通过数据充实改进多任务学习:在药物发现中的应用

深度神经网络中的多任务学习已经成为许多研究领域中越来越重要的课题，包括药物发现。然而，应用多任务学习对提高预测性能提出了新的挑战。本研究探讨了训练数据丰富在药物发现中提高多任务模型预测质量的潜力。研究评估了训练数据信息容量不同程度的四种场景，并应用两种类型的测试数据来评估预测性能。我们使用了三个数据集:ViralChEMBL是由化合物对病毒种的二元活性组成的，用于分类任务;pQSAR(159)和pQSAR(4267)由化合物的生物活性和谱图qsar法研究的结果组成，用于回归任务。我们使用PyTorch框架基于前馈dnn构建了多任务模型。研究结果表明，训练数据丰富是提高多任务学习预测性能的有效手段，但提高的程度取决于训练数据的质量。训练数据中包含的独特化合物和靶点越多，就需要更多新的化合物-靶点相互作用来改进预测。此外，我们发现，即使使用多任务学习，也无法预测与模型训练中使用的化合物高度不同的化合物之间的相互作用。该研究为有效地利用多任务学习进行药物发现提供了一些建议，以提高预测精度，促进新的候选药物的发现。

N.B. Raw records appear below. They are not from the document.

PR #1898, opened 2026-08-04
Add Apple Disk Image (DMG) container

joost-j:
Counterpart of https://github.com/fox-it/dissect.hypervisor/pull/88. Enables users to use the dissect tools directly on (encrypted) `.dmg` files. Password can be provided with the `-Kv` parameter.


joost-j:
Validated the `dissect.target` and `dissect.hypervisor` implementation with an actual Fuji `.dmg` output file using `target-shell` and `target-query` and it seems to work fine.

本文章由计算机程序翻译，如有差异，请以英文原文为准。

求助全文

约1分钟内获得全文求助全文

来源期刊

Journal of Computer-Aided Molecular Design 生物-计算机：跨学科应用

CiteScore

8.00

自引率

8.60%

发文量

审稿时长

3 months

期刊介绍： The Journal of Computer-Aided Molecular Design provides a form for disseminating information on both the theory and the application of computer-based methods in the analysis and design of molecules. The scope of the journal encompasses papers which report new and original research and applications in the following areas: - theoretical chemistry; - computational chemistry; - computer and molecular graphics; - molecular modeling; - protein engineering; - drug design; - expert systems; - general structure-property relationships; - molecular dynamics; - chemical database development and usage.